Supplied records
PR #235, opened 2023-06-01
Update var names for new LOCA2 variables

nicolejkeeney:
Update the variable names in the lookup csv to match the variable and file names of the zarr stores in our catalog for LOCA2 min/max relative humidity. 

**To review**: Makes sure you can retrieve the following variables: 
- LOCA2 minimum relative humidity 
- LOCA2 maximum relative humidity 
- LOCA2 wind speed at 10m


gdicecco (approved):
Retrieved these three variables just fine on the hub!

vicford (approved):
No problems for me, retrieved all three!

elehmer (approved):
Works well on the HUB!

PR #237, opened 2023-06-05
Remove numba from environment.yml so that conda env solvable.

elehmer:
This PR removes numba requirement from `environment.yml` that was added in #190. I am not entirely sure why it is not needed anymore. Shrug. But the conda environment should hopefully be solvable now...


elehmer:
Interesting that `numba==0.53.3` is actually installed as a dependency so all good I guess.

What you have to do
Every line of the material above that includes the string "relative" is required.

Worked solution
Update the variable names in the lookup csv to match the variable and file names of the zarr stores in our catalog for LOCA2 min/max relative humidity. 
- LOCA2 minimum relative humidity 
- LOCA2 maximum relative humidity 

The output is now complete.